_WORK TO COMPLETE_
From the listing below, set down exactly the lines between the one holding "request.replace( /\//g, '.'" and the one holding "PR #3951, opened 2025-07-08", inclusive. No other line is wanted.

_RECORD EXCERPTS_
PR #509, opened 2022-10-13
doc: update release tag policy

hzhuang1:
Update the policy on release tag.

Each version followes the format of {x}.{y}.{z}. Make use of {y} to indiate the release. The release date must be mentioned in tag comments.

### DIFF
--- a/docs/maintenance.md
+++ b/docs/maintenance.md
@@ -92,10 +92,10 @@ any library with specified library version.
 The library version likes libNAME.so.{x}.{y}.{z}
 
 ```
-{x} stand for primary version, should change when APIs are changed which
+{x} stands for primary version that should change when APIs are changed which
     making things incompatible.
-{y} stand for sub version, accumulated for three monthes.
-{z} stand for mirror version, accumulated for each work week.
+{y} stands for sub version that is accumulated or reseted for each release.
+{z} stands for mirror version that is accumulated for each work week.
 ```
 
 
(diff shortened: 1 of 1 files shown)


hzhuang1:
It's the proposal on release tag policy. Any comment is welcome!

Liulongfang:
Is the version number related to the branch?

hzhuang1:
Excuse me that I didn’t get your point.

The version number in master branch (development branch) should always be libNAME.so.{x}.{y}.{z}. Only {z} is always accumulated.

For the release tag, it should be libNAME.so.{x}.{y}.0. For each release, {y} should be updated either to {y+1} or 0.

If there’s any fix on the release, it should be libNAME.so.{x}.{y}.0-[a-z].

On 14 Oct 2022, at 14:19, Liulongfang ***@***.******@***.***>> wrote:



Is the version number related to the branch?

Liulongfang:
Because the previous discussion said that it may be necessary to create a new release branch version, then this version number will be different on different branches. In other words, how to update the respective version numbers on different branches?

hzhuang1:
At first, I agreed to create a new release branch. But I concerned it may cause too much branches. So I send out my opinions on release tags.

And the most important thing is hard to create link between new date version and development version number. So I suggested to keep using development version number, but changed the meaning of {y} in version number. We could just keep the release date in tag comment.

Both of these are just my personal opinion. If it can’t resolve the problem, it could be discarded. It’s open for discussion.

On 14 Oct 2022, at 17:08, Liulongfang ***@***.******@***.***>> wrote:



Because the previous discussion said that it may be necessary to create a new release branch version, then this version number will be different on different branches. In other words, how to update the respective version numbers on different branches?

PR #510, opened 2022-10-14
doc: remove build information in README

hzhuang1:
The detailed building instructions are listed in INTALL. And the simpler one is in README.

While user reads README, he may ignore the full version of building instructions in INSTALL. So remove the simpler one.

### DIFF
--- a/README
+++ b/README
@@ -31,25 +31,6 @@ include/*
 docs/*
 	Documentations.
 
-Build UADK in native environment
-
-    $ ./cleanup.sh
-
-    Make sure that all generated files could be removed.
-
-    $ ./autogen.sh
-    $ ./conf.sh
-
-    UADK could be configured as either static or dynamic library by conf.sh.
-    By default, it's configured as dynamic library.
-
-    $ make
-    $ sudo make install
-
-    Both dynamic and static libraries would be installed in /usr/local/lib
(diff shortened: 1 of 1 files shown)


gaozhangfei:
1. do we need mention where downloading gcc
Toolchain: https://releases.linaro.org/components/toolchain/binaries/latest-7/aarch64-linux-gnu/

2. Now x86 cross-compile only numa are must required for building, do we need mention this.

Liulongfang:
If the simple compilation method in the readme is deleted, the INSTALL should be compiled for the arm platform and x86 platform in chapters, and the dependency on openssl should also be updated.

hzhuang1:
The quick build instructions in README doesn’t mention any informations on x86 platform or arm platform. So there could be a new pull request covering the suggested topics.

By the way, I think that UADK should support x86 native build. I think your meaning is on cross-platform build, not x86 native build.

On 14 Oct 2022, at 14:24, Liulongfang ***@***.******@***.***>> wrote:



If the simple compilation method in the readme is deleted, the INSTALL should be compiled for the arm platform and x86 platform in chapters, and the dependency on openssl should also be updated.

Liulongfang:
OK, cross-compilation on the new x86 platform is supported through a new pull request

PR #512, opened 2022-10-17
v1: fix x86 local build

gaozhangfei:
On x86
./cleanup.sh
./autogen.sh
./configure.sh
./v1/wd_util.h:354:2: error: #error "no platform mb, define one before

With this patch, x86 build can be succeed


Liulongfang (commented):
OK，It same to wd.h

PR #516, opened 2022-10-19
uadk: configure.ac openssl version

gaozhangfei:
UADK only works with openssl 1.1.1x, so add check


gaozhangfei:
ready for merge, verified openssl3.0  (ignored) , openssl1.0.0 (ignored) and openssl1.1.1f

PR #1181, opened 2019-03-14
fix(attendee reg): Remove float on submit button.

Camwyn:
Fix styling around AR submit button - remove class that adds float so that other blocks don't
overlap/collapse around it.

:ticket: https://central.tri.be/issues/123044#note-25


Camwyn:
Note this PR was used as a test case for [commitizen](https://github.com/commitizen/cz-cli) created commits

PR #1189, opened 2019-03-27
fix(RSVP): Check for block content and don't show classic form if present.

Camwyn:
Test the post content for blocks and for the tribe-block class before allowing the RSVP classic form to display.

:ticket: https://central.tri.be/issues/124394

### DIFF
--- a/src/Tribe/RSVP.php
+++ b/src/Tribe/RSVP.php
@@ -1074,7 +1074,7 @@ class Tribe__Tickets__RSVP extends Tribe__Tickets__Tickets {
 			return $content;
 		}
 
-		// test for blocks in content, but usually called after the blocks have been convereted
+		// test for blocks in content, but usually called after the blocks have been converted
 		if (
 			has_blocks( $content )
 			|| false !== strpos( (string) $content, 'tribe-block ' )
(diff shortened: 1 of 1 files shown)


src/Tribe/RSVP.php
```diff
@@ -1071,18 +1071,13 @@ public function front_end_tickets_form( $content ) {
...
-
+		// test for blocks in content, but usually called after the blocks have been convereted
 		if (
-			tribe_get_option( 'toggle_blocks_editor' )
-			&& (
-				has_blocks( $post->ID )
-				|| ! $template_overwrite->has_classic_editor( $post->ID )
-			)
+			has_blocks( $content )
+			|| false !== strpos( (string) $content, 'tribe-block' )
```
sc0ttkclark: Will it ever not have blocks in $content but still have tribe-block?

Camwyn: I don't believe so - that is the class we put on blocks.

Camwyn: that class does appear in other pages (I'm looking at you AR) but I'm not seeing any issues in my tests.

Camwyn: By changing it to `tribe-block ` (with a space at the end) we're specifically targeting blocks and avoiding tripping on things like `tribe-block__rsvp__ticket tribe-block__rsvp__ticket--inactive`

PR #1191, opened 2019-03-29
 fix(capacity): Add a check for unlimited tickets 

Camwyn:
Add a check to tribe_events_count_available_tickets() for unlimited tickets so it returns -1 when
one is found.

🎫 https://central.tri.be/issues/119844

### DIFF
--- a/src/template-tags/tickets.php
+++ b/src/template-tags/tickets.php
@@ -155,7 +155,7 @@ if ( ! function_exists( 'tribe_events_count_available_tickets' ) ) {
 			$stock_level = $global_stock_mode === Tribe__Tickets__Global_Stock::CAPPED_STOCK_MODE ? $ticket->global_stock_cap : $ticket->stock;
 
 			// If we find an unlimted ticket, just return unlimited so we don't use -1 as a real stock
-			if ( -1 === $stock_level ) {
+			if ( -1 === $stock_level || Tribe__Tickets__Ticket_Object::UNLIMITED_STOCK === $stock_level ) {
 				return $stock_level;
 			}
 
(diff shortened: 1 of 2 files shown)


src/template-tags/tickets.php
```diff
@@ -153,6 +153,12 @@ function tribe_events_count_available_tickets( $event = null ) {
 			}
 
 			$stock_level = $global_stock_mode === Tribe__Tickets__Global_Stock::CAPPED_STOCK_MODE ? $ticket->global_stock_cap : $ticket->stock;
```
sc0ttkclark: Should we `(int)` cast here instead of below the new conditional, so it also makes it through the `-1` conditional below?

src/template-tags/tickets.php
```diff
@@ -153,6 +153,12 @@ function tribe_events_count_available_tickets( $event = null ) {
...
+
+			// If we find an unlimted ticket, just return unlimited so we don't use -1 as a real stock
+			if ( -1 === $stock_level ) {
+				return $stock_level;
+			}
+
 			$count += (int) $stock_level; // Explicit cast needed because it's possible $stock_level will be an empty string (unlimited stock)
```
```suggestion
			$count += $stock_level;
```

src/template-tags/tickets.php
sc0ttkclark: Also double check that empty string is meant as unlimited like that old comment said below, if so, we need to return early in the new conditional for that too, right?

sc0ttkclark:
```suggestion
			 // Explicit cast needed because it's possible $stock_level will be an empty string (unlimited stock)
			$stock_level = (int) $ticket->stock;

			if ( $global_stock_mode === Tribe__Tickets__Global_Stock::CAPPED_STOCK_MODE ) {
				$stock_level = (int) $ticket->global_stock_cap;
			}
```

Camwyn: Good call. Was just going back over it for gotchas like this 👍

sc0ttkclark: If we are checking against `UNLIMITED_STOCK` then we should probably not cast here and instead check before we cast?

Camwyn: yes - that's why i didn't just commit your suggestion - I'll commit something shortly (after testing locally)

Camwyn: This thread has got a bit long/confusing so here's a summary of my approach: (code is actually below)

- Don't cast until after we test against `UNLIMITED_STOCK` as that constant is an empty string, not an int.
- Once we've tested for the string, test as an int (against -1) and then cast as an int when we add it to the running total.
- also cast in `tribe_events_has_unlimited_stock_tickets` when we test against -1 (the lack of this test is why we were getting false negatives from this function, which dominoed to other functions that called on it.)

sc0ttkclark: 👍

PR #1199, opened 2019-04-03
feat(attendee registration shortcode): Change the shortcode and option to use page ID

Camwyn:
...instead of page slug.

Change the option to use page ID to identify the page set as folks can change the page slug later.

:ticket: https://central.tri.be/issues/124997

Requires: https://github.com/moderntribe/event-tickets-plus/pull/760


src/Tribe/Attendee_Registration/Main.php
```diff
@@ -29,11 +29,18 @@ class Tribe__Tickets__Attendee_Registration__Main {
...
-		$page = get_page_by_path( $slug );
+		$id = Tribe__Settings_Manager::get_option( 'ticket-attendee-page-id', false );
+
+		// check for old saved slug - since TBD
+		if ( ! empty( $id ) ) {
+			$page = get_page( $id );
+			$slug = $page->post_name;
+		} else {
+			$slug = Tribe__Settings_Manager::get_option( 'ticket-attendee-page-slug', false );
+			$page = get_page_by_path( $slug );
```
sc0ttkclark: Probably shouldn’t call this function if it doesn’t have a slug

src/Tribe/Attendee_Registration/Main.php
```diff
@@ -29,11 +29,18 @@ class Tribe__Tickets__Attendee_Registration__Main {
...
+		}
 
-		if ( empty( $slug ) || ! has_shortcode( $page->post_content, 'tribe_attendee_registration' ) ) {
+		if ( empty( $slug ) || empty( $page ) || ! has_shortcode( $page->post_content, 'tribe_attendee_registration' ) ) {
```
sc0ttkclark: Will there be a case where the isn’t both or none: slug/page?

Camwyn: eh, trying to avoid calling `$page->post_content` if we don't have a `$page` - let me rework that.

sc0ttkclark:
Let's chat a little more about backcompat

PR #1200, opened 2019-04-04
fix(attendee registration): Add some cache-busting to the AR page setup/load.

Camwyn:
Add `DONTOCACHEPAGE` and `LSCACHE_NO_CACHE` as well as a cookie to help circumvent caching on the attendee registration page(s).

:ticket: https://central.tri.be/issues/123980


src/Tribe/Attendee_Registration/Template.php
```diff
@@ -18,36 +18,58 @@ class Tribe__Tickets__Attendee_Registration__Template extends Tribe__Templates {
...
+		add_filter( 'get_the_archive_title', [ $this, 'modify_archive_title' ], 1000 );
+	}
+
+	public function cache_busters() {
+		// We only want to do this for the AR page(s)
+		if ( ! $this->is_on_ar_page() ) {
+			return;
+		}
+
+		// For caching plugins that respect the constant
```
Camwyn: Possible upgrade: use a filterable array of constant keys and loop through them?

src/Tribe/Attendee_Registration/Template.php
```diff
@@ -18,36 +18,58 @@ class Tribe__Tickets__Attendee_Registration__Template extends Tribe__Templates {
...
+			define('DONOTCACHEPAGE', true );
+		}
+
+		// LightSpeed Cache
+		if ( ! defined( 'LSCACHE_NO_CACHE' ) ) {
+			define('LSCACHE_NO_CACHE', true);
+		}
+
+		// set a cookie to (hopefully) tell Varnish to not cache (at least on WPE)
+		setcookie('wordpress_tribe_cachebuster', microtime(true), time()+600, '/');
```
sc0ttkclark: What about adding `nocache_headers()` perhaps?

src/Tribe/Attendee_Registration/Template.php
```diff
@@ -18,36 +18,58 @@ class Tribe__Tickets__Attendee_Registration__Template extends Tribe__Templates {
...
 		// Modify the page title
-		add_filter( 'document_title_parts', array( $this, 'modify_page_title' ), 1000 );
-		add_filter( 'get_the_archive_title', array( $this, 'modify_archive_title' ), 1000 );
+		add_filter( 'document_title_parts', [ $this, 'modify_page_title' ], 1000 );
+		add_filter( 'get_the_archive_title', [ $this, 'modify_archive_title' ], 1000 );
+	}
+
+	public function cache_busters() {
+		// We only want to do this for the AR page(s)
+		if ( ! $this->is_on_ar_page() ) {
```
Camwyn: This actually doesn't work because it's too early!

src/Tribe/Attendee_Registration/Template.php
sc0ttkclark:
```suggestion
		setcookie('wordpress_tribe_cachebuster', microtime(true), time()+600, '/');

		add_action( 'send_headers', 'nocache_headers' );
```

src/Tribe/Attendee_Registration/Template.php
sc0ttkclark: Would be even better if this cache buster functionality could be added to common and get called from ET, since we may need this elsewhere for other places

src/Tribe/Attendee_Registration/Template.php
rafsuntaskin: Maybe `wp` hook will work properly. Check this out: https://github.com/woocommerce/woocommerce/blob/master/includes/class-wc-cache-helper.php

src/Tribe/Attendee_Registration/Template.php
Camwyn: I like this but we're up against the timing issue: the earliest I can check the query (`$wp_query`) is `parse_query` - which comes _after_ `send_headers` so we'll get "headers already sent" warnings/errors?

sc0ttkclark: Yeah valid point

sc0ttkclark:
We should try and get this resolved in the next sprint

Camwyn:
I'm going to close this as there just isn't a good solution yet. This isn't moving forward right now and  it's cluttering the PR list 😉

PR #1203, opened 2019-04-05
QR Code Complete Check in Status

jesseeproductions:
_Ref:_ [C#122458](https://central.tri.be/issues/122458)

Updates so that the QR Check in only does it for complete status attendees.


src/Tribe/Status/Manager.php
```diff
@@ -206,19 +206,23 @@ public function get_statuses_by_action( $action, $commerce, $operator = 'AND' )
...
 				$action => true,
-			) );
+			] );
 		}
 
 		foreach ( $filtered_statuses as $status ) {
 			$trigger_statuses[] = $status->provider_name;
+
+			if ( ! empty( $status->additional_names ) ) {
+				$trigger_statuses = $this->add_additional_names_to_array( $trigger_statuses, $status->additional_names );
```
sc0ttkclark: What's the difference between this and array_merge()?

src/Tribe/Status/Manager.php
```diff
@@ -292,10 +296,71 @@ public function get_status_options( $commerce ) {
...
+		$filtered_statuses = wp_list_filter( $this->statuses[ $abbvetied_name ]->statuses, [
+			'count_completed' => true,
+		] );
+
+
+		foreach ( $filtered_statuses as $status ) {
+			$trigger_statuses[] = $status->provider_name;
+
+			if ( ! empty( $status->additional_names ) ) {
+				$trigger_statuses = $this->add_additional_names_to_array( $trigger_statuses, $status->additional_names );
```
sc0ttkclark: What's the difference between this and array_merge()?

jesseeproductions: From what I read it is best to avoid using array_merge in loops. Not sure if that would matter here, but it is habit.

PR #1204, opened 2019-04-05
fix(tribe-user-event-confirmations): Modify query to exclude deleted attendees.

Camwyn:
Modify the query - needed for backward compat. We should also consider doing something to remove this data from the dB?

:ticket: https://central.tri.be/issues/123609

Props to Dan Bramer for his help with the query!


sc0ttkclark:
As discussed, this will be handled by the ORM usage work I'm doing, so no worries!

PR #1210, opened 2019-04-09
feat(tickets table): Add error rows and move errors to the row so they are clickable.

Camwyn:
Add error rows to the tickets table below each ticket row. Move errors/notifications to the error row. Add clickable links to the errors for capacity mismatch and WC manage stock. Style the rows to hide by default and add js to show on clicking the icons.

Screen Shot 2019-04-08 at 5 57 23 PM

:ticket: https://central.tri.be/issues/94274#note-25


src/admin-views/editor/list-row.php
```diff
@@ -115,3 +117,19 @@ class="tribe-ticket-field-order"
 		?>
 	</td>
 </tr>
+<?php if ( $needs_warning ) : ?>
+		<tr class="warning_row">
```
paulmskim: Does this work if you have more than one ticket and you try to drag and drop tickets around with ET+?

src/resources/js/tickets.js
```diff
@@ -768,6 +768,25 @@ var ticketHeaderImage = window.ticketHeaderImage || {};
 			$( document.getElementById( 'tribe_ticket_header_image_id' ) ).val( '' );
 		} );
 
+		/* Toggle ticket table warninfg row */
```
paulmskim: spelling

src/admin-views/editor/list-row.php
Camwyn: Oh, good catch - probably not. OK, time to re-strategize!

Camwyn:
Closing this, replaced by https://github.com/moderntribe/event-tickets/pull/1215

PR #1214, opened 2019-04-10
Fix/121703 tickets block order

paulmskim:
For ticket: https://central.tri.be/issues/121703

### DIFF
--- a/src/modules/data/blocks/ticket/sagas.js
+++ b/src/modules/data/blocks/ticket/sagas.js
@@ -204,7 +204,7 @@ export function* setTicketInitialState( action ) {
 	if ( ticketId !== 0 ) {
 		yield all( [
 			put( actions.setTicketId( clientId, ticketId ) ),
-			put( actions.fetchTicket( clientId, ticketId ) ),
+			call( fetchTicket, { payload: { clientId, ticketId } } ),
 		] );
 	}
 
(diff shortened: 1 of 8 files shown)


src/modules/data/blocks/ticket/sagas.js
```diff
@@ -204,20 +204,22 @@ export function* setTicketInitialState( action ) {
 	if ( ticketId !== 0 ) {
 		yield all( [
 			put( actions.setTicketId( clientId, ticketId ) ),
-			put( actions.fetchTicket( clientId, ticketId ) ),
+			call( fetchTicket, { payload: { clientId, ticketId } } ),
```
nealfennimore: I do not think this will proceed with that new `while` loop in the `fetchTicket` saga, is that your intention?

paulmskim: The `while` loop is not in the `fetchTicket` saga, it's in the `saveTicketWithPostSave` saga, which is `fork`ed after this. I changed this to a `call` because the `put` would just dispatch the action and not wait for the `fetch` to finish. Then the `handleTicketDurationError` below runs before the `fetch` isn't even finished, which is not what was intended. That's not the important part though, I actually need the `saveTicketWithPostSave` just below that to run after the `fetch`.

paulmskim: What's happening here now is all tickets are saving on post save. Before, you had set it up so it save only if it was synced. But because we need to save the order of the tickets, we need to save the tickets on each post save.

nealfennimore: Oh I see, sorry about that. I thought I expanded the diff all the way - carry on :)

paulmskim:
on hold until I can confirm one detail in https://central.tri.be/issues/121703#note-30

PR #1216, opened 2019-04-11
Validate variable, might be uninitialized

stian-overasen:
The `$html` variable might be uninitialized if the template file does not exists. ([tribe-ext-pdf-tickets](https://github.com/mt-support/tribe-ext-pdf-tickets/blob/master/tribe-ext-pdf-tickets.php#L750) looks for a custom pdf-tickets.php template file which does not exist by default)

Screenshot 2019-04-11 at 11 12 26


src/template-tags/tickets.php
```diff
@@ -644,7 +644,7 @@ function tribe_tickets_get_template_part( $slug, $name = null, array $data = nul
 
 	if ( ! $echo ) {
 		// Return should come at the end
-		return $html;
+		return isset( $html ) ? $html : '';
```
bordoni: Hi @stian-overasen,

Thanks for contributing with this, would you mind making a change on the code here, to improve reliability moving forward?

Just after the function starting here we should have `$html = null;` which would prevent this notice in general.

stian-overasen: I agree. That would be better. Updated now.

jrserani:
_Ref:_ [C#125913](http://central.tri.be/issues/125913)

@stian-overasen thank you for submitting this - we're taking a look and will let you know if we have any questions or comments :-)

readme.txt
```diff
@@ -132,6 +132,7 @@ Currently, the following add-ons are available for Event Tickets:
 * Fix - Prevent potential PayPal issues by not allowing $0 tickets in the block editor for Tribe Commerce [123835]
 * Fix - When moving an attendee prevent shared capacity from being enabled on the receiving event [120727]
 * Fix - Tidy attendee list print styles [12599]
+* Fix - Prevent PHP notices when looking for a template that does not exist in `tribe_tickets_get_template_part()` [125913]
```
```suggestion
* Fix - Prevent PHP notices when looking for a template that does not exist in `tribe_tickets_get_template_part()` (props @stian-overasen) [125913]
```

PR #1223, opened 2019-04-16
fix(csv/rsvp import): Change the string used to grab rsvp imports.

Camwyn:
Change the string to grab RSVP imports to the default as the mapping is not working correctly.

:ticket: https://central.tri.be/issues/124052


readme.txt
```diff
@@ -129,6 +129,7 @@ Currently, the following add-ons are available for Event Tickets:
 * Tweak - Attendee registration fields configuration for block editor opens up in modal [123818]
 * Tweak - Move IPN settings together in ticket settings tab [122333]
 * Tweak - Change attendee registration page shortcode to use ID instead of page slug, add function for backward compatibility [124997]
+* Fix - Change rsvp imports so they give the correct response info [124052]
```
```suggestion
* Fix - Change RSVP import identifier in CSV importer so they provide the correct response messages [124052]
```

PR #1232, opened 2019-04-22
fix(attendee registration shortcode): Use tribe context for cron discovery.

Camwyn:
Use the `doing_cron` function from tribe.context to be backward compatible with WP versions before
4.8

:ticket: https://central.tri.be/issues/126111

see: https://github.com/moderntribe/tribe-common/blob/f8f3ec8aca567b84a37629d036a8181cd9e2dc22/src/Tribe/Context.php#L242


sc0ttkclark:
Needs Changelog

PR #3923, opened 2025-06-17
[SL-291] Fix issues with Seating timer getting expired for WooCommerce Cart block page and TicketsCommerce coupon application.

rafsuntaskin:
By importing the frontend/session module by file path in two different bundles (session, ticketsBlock) the file is included twice and its side-effect fires twice. By using a named import the file will be included only once, from the window object.

### 🎫 Ticket

[TICKET_ID]

### 🗒️ Description
* refactor(Seating) import by name to avoid loading same file twice.

### ✔️ Checklist

### DIFF
--- a/src/Tickets/Seating/app/frontend/session/index.js
+++ b/src/Tickets/Seating/app/frontend/session/index.js
@@ -750,6 +750,7 @@ export function setTargetDom( targetDocument ) {
  * @return {void} The timer is synced.
  */
 export async function syncOnLoad() {
+	console.log('syncOnLoad called');
 	const syncTimerElements = Array.from( getTimerElements() ).filter( ( syncTimerElement ) => {
 		return 'syncOnLoad' in syncTimerElement.dataset;
 	} );
--- a/webpack.config.js
+++ b/webpack.config.js
@@ -99,6 +99,27 @@ customEntryPoints['wizard/wizard'] = exposeEntry('tec.tickets.wizard', __dirname
  */
 doNotPrefixSVGIdsClasses(defaultConfig);
 
+defaultConfig.externals = [
+	// TEC legacy
+	( { context, request }, callback ) => {
+		if ( /^@moderntribe\//.test( request ) ) {
+			const path = request.replace( /\//g, '.' ).replace( '@moderntribe', 'tec' ).replace( /-/g, '_' );
+			return callback( null, `var ${ path }` );
+		}
+
+		return callback();
+	},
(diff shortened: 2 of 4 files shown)


src/Tickets/Seating/app/frontend/session/index.js
```diff
@@ -750,6 +750,7 @@ export function setTargetDom( targetDocument ) {
  * @return {void} The timer is synced.
  */
 export async function syncOnLoad() {
+	console.log('syncOnLoad called');
```
JPry: This needs to be removed for production.

rafsuntaskin: Yes. I am adding some more changes in This PR and will update this

webpack.config.js
```diff
@@ -99,6 +99,27 @@ customEntryPoints['wizard/wizard'] = exposeEntry('tec.tickets.wizard', __dirname
  */
 doNotPrefixSVGIdsClasses(defaultConfig);
 
+defaultConfig.externals = [
```
JPry, line 102: I'm curious: why are the externals added this way, instead of to the `module.exports` object below?

rafsuntaskin: I think it's just keeping them consitent with what we did for [ETP](https://github.com/the-events-calendar/event-tickets-plus/blob/f4363b5721064ad674dee785b635c664df9ae984/webpack.config.js#L90).

JPry (approved):

webpack.config.js
```diff
@@ -99,6 +99,18 @@ customEntryPoints['wizard/wizard'] = exposeEntry('tec.tickets.wizard', __dirname
...
+	// TEC modern
+	( { context, request }, callback ) => {
```
JPry, line 104: @rafsuntaskin Looking at this again, we have a method in Tyson to handle this for us: `resolveExternalToGlobal()`. We should use that here.

Also, in Classy we have this directly in the `module.exports` section:

https://github.com/the-events-calendar/the-events-calendar/blob/4775be8f16f12035207c073845b59164840d1c24/webpack.config.js#L137-L141

dpanta94 (approved):

webpack.config.js
JPry: I think what I described will be the approach in the long run, but for now the current version works without extensive testing of all the globals. So I'll withdraw my suggestion for now.

JPry (approved):

PR #3950, opened 2025-07-08
Fix collation and date issues.

Camwyn:
Attempting to fix the lingering MySQL collation and datetime issues.
[skip-changelog]


dpanta94:
Has been included in #3943

PR #3951, opened 2025-07-08
Update check-in to not allow when still processing/pending 

Camwyn:
`Row #16` in [the sheet](https://docs.google.com/spreadsheets/d/1NzXAjMpzE7Cum9rOix2ctIjEsdpR_YgFLLMKvnGtzkk/edit?gid=1765726281#gid=1765726281).
Created some tests but started hitting the existing test issues from the slic update and cannot get them passing yet.


dpanta94:
If we rebase the base branch from gambit the suites should be passing

PR #3954, opened 2025-07-09
Remove EDD references from tests.

Camwyn:


Camwyn:
Have not discovered what is causing the issue in `ft_integration` yet.

bordoni (approved):

PR #3957, opened 2025-07-14
Corrects Stripe payment element display logic

dpanta94:
Reverts a conditional that was incorrectly hiding the Stripe payment element button.

The button will now always be visible, ensuring a consistent checkout experience.

### DIFF
--- a/src/views/v2/commerce/gateway/stripe/payment-element.php
+++ b/src/views/v2/commerce/gateway/stripe/payment-element.php
@@ -25,10 +25,9 @@ if ( $must_login || ! $payment_element ) {
 	return;
 }
 
-$hidden = $shortcode->should_display_billing_info() ? 'tribe-common-a11y-hidden' : '';
 ?>
 <div id="tec-tc-gateway-stripe-payment-element" class="tribe-tickets__commerce-checkout-stripe-payment-element"></div>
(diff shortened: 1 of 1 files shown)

_THE COMPLETED TASK_
+			const path = request.replace( /\//g, '.' ).replace( '@moderntribe', 'tec' ).replace( /-/g, '_' );
+			return callback( null, `var ${ path }` );
+		}
+
+		return callback();
+	},
(diff shortened: 2 of 4 files shown)


src/Tickets/Seating/app/frontend/session/index.js
```diff
@@ -750,6 +750,7 @@ export function setTargetDom( targetDocument ) {
  * @return {void} The timer is synced.
  */
 export async function syncOnLoad() {
+	console.log('syncOnLoad called');
```
JPry: This needs to be removed for production.

rafsuntaskin: Yes. I am adding some more changes in This PR and will update this

webpack.config.js
```diff
@@ -99,6 +99,27 @@ customEntryPoints['wizard/wizard'] = exposeEntry('tec.tickets.wizard', __dirname
  */
 doNotPrefixSVGIdsClasses(defaultConfig);
 
+defaultConfig.externals = [
```
JPry, line 102: I'm curious: why are the externals added this way, instead of to the `module.exports` object below?

rafsuntaskin: I think it's just keeping them consitent with what we did for [ETP](https://github.com/the-events-calendar/event-tickets-plus/blob/f4363b5721064ad674dee785b635c664df9ae984/webpack.config.js#L90).

JPry (approved):

webpack.config.js
```diff
@@ -99,6 +99,18 @@ customEntryPoints['wizard/wizard'] = exposeEntry('tec.tickets.wizard', __dirname
...
+	// TEC modern
+	( { context, request }, callback ) => {
```
JPry, line 104: @rafsuntaskin Looking at this again, we have a method in Tyson to handle this for us: `resolveExternalToGlobal()`. We should use that here.

Also, in Classy we have this directly in the `module.exports` section:

https://github.com/the-events-calendar/the-events-calendar/blob/4775be8f16f12035207c073845b59164840d1c24/webpack.config.js#L137-L141

dpanta94 (approved):

webpack.config.js
JPry: I think what I described will be the approach in the long run, but for now the current version works without extensive testing of all the globals. So I'll withdraw my suggestion for now.

JPry (approved):

PR #3950, opened 2025-07-08
Fix collation and date issues.

Camwyn:
Attempting to fix the lingering MySQL collation and datetime issues.
[skip-changelog]


dpanta94:
Has been included in #3943

PR #3951, opened 2025-07-08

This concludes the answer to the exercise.